Als Kontrast zum menschlichen Gesicht darüber das kopfähnliche Gebilde der Luftballons, dreifach überhöht. Es ist, als wollten sie die Realität des Lebens verlassen und den Kopf mit seiner ratio ersetzen. „Mit uns sind Sie im Himmel zuhause“ verspricht eine Werbefirma für Luftballons. Schwereloses Glück und luftige Kinderträume werden mit Luftballons verbunden, permanent von der alles vernichtenden Zerstörung durch einen Nadelstich bedroht. Und wenn das Gas keinen Auftrieb mehr gibt, sinken und schrumpfen die Ballons … So könnten sie für kurzlebige, aber auftriebstarke Phantasien stehen, welche nicht nur heranwachsende Menschen so richtig kopflos werden lassen. Andererseits wird die Dreizahl, hier zudem noch schwebend, gerne mit dem Göttlichen oder gar der Dreifaltigkeit verbunden. Deshalb können die drei Luftballons mit ihrer dünnen Plastikhaut auch das ganz Andere, das Geistige, das Gewohnte Übersteigende, umhüllend und verhüllend darstellen.

Die Fragen bleiben: Um was geht es hier wirklich? Wer wird hier Schicht um Schicht dargestellt? Die Farben des T-Shirts und die Haltung des Mannes verweisen zum einen auf die Phantasiefigur Superman. Er möchte anscheinend groß dastehen, über sich hinauswachsen, doch noch sind seine Arme tatenlos verschränkt, abwartend, suchend. Zum andern nehmen auch Jesus und das, wofür er steht, im Leben dieses Mannes einen zentralen Platz ein.

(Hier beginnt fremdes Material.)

PR #581, opened 2025-04-15
docs: Migrate API specs to OpenAPI v3.0.1

alfrunes:


kjaskiewiczz:
@alfrunes Hey! I was playing a bit with different ways of converting our API specs to OpenAPI 3 format and I've found output from swagger editor to be a bit nicer (still not great), comparing to what openapi-generator produces - examples here - https://github.com/mendersoftware/mender-server/pull/593 https://github.com/mendersoftware/mender-server/pull/594 
It's not a huge difference, but whatever we will decide we should at least be consistent and use same tool for all the specs (I also used different naming pattern for spec files, so once decided which looks better we should also align that).
Can you take a look a share your thoughs?

alfrunes:
> @alfrunes Hey! I was playing a bit with different ways of converting our API specs to OpenAPI 3 format and I've found output from swagger editor to be a bit nicer (still not great), comparing to what openapi-generator produces - examples here - #593 #594 It's not a huge difference, but whatever we will decide we should at least be consistent and use same tool for all the specs (I also used different naming pattern for spec files, so once decided which looks better we should also align that). Can you take a look a share your thoughs?

I didn't see the second PR was for inventory service before I converted this PR. Let's use yours, the results from swagger editor produces better structure for the openapi documents.

PR #587, opened 2025-04-15
ci: use dedicated runner for test:frontend:unit

oldgiova:
To avoid potential noisy neighbor issues

Ticket: QA-983


mzedel (dismissed):

alfrunes (commented):
I'm not sure what's the status now for the Gitlab runners. Is this one already obsolete?

oldgiova:
> I'm not sure what's the status now for the Gitlab runners. Is this one already obsolete?

You mean the GCP runners? The docker Machine executor will be dismissed on May 2027: https://docs.gitlab.com/runner/executors/docker_machine/

So far we still don't have an actual replacement plan; maybe the new Hetzner AX42 (Ubuntu 24.04) or the new K8s executor will help replacing it

PR #599, opened 2025-04-23
ci: retry on no docker in the backend:integration tests

merlin-northern:
Changelog: Title
Ticket: None


lluiscampos (approved):

lluiscampos:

Hinzu kommen die luftigen, aber verborgenen Wünsche in seinem Kopf, die seinem Leben geheimnisvoll Auftrieb geben.

Dieser Mann scheint noch nicht zu wissen, was er will. Der verwirrende Eindruck, den das Bild bei uns Betrachtern hinterlässt, ist die Situation des Dargestellten. Als Suchender ist er ob der vielen Vorbilder und Möglichkeiten verwirrt und tut er sich mit der eigenen Identitätsfindung schwer. So sehr die Gedanken an seine Träume ihm Glücksmomente zu bescheren scheinen wie bei sexueller Erregung, ist er auf der Suche nach seinen Potenzialen, nach seinen schöpferischen und identitätsbildenden Kräften.

Dieser Eindruck wird durch die Hintergrundgestaltung verdichtet. Eine mandelförmige Lichterscheinung umgibt geheimnisvoll die Gestalt des jungen Mannes. So eine Gloriole oder Aura findet sich vor allem bei Christusdarstellungen, bei denen es u. a. darum geht, seine Herkunft und die Würdigung seines Lebenswerkes zum Ausdruck zu bringen. Mit der umfassenden Lichterscheinung auf dem Bild kann also eine göttliche Schaffenskraft angedeutet sein, die der junge Mann hinter sich spürt. So wie sein Unterkörper in ein magisches Licht getaucht ist, scheint diese Energie ihn zu erfüllen und seine Schöpferkraft zum Finden der ganz eigenen Fähigkeiten seiner Persönlichkeit zu wecken.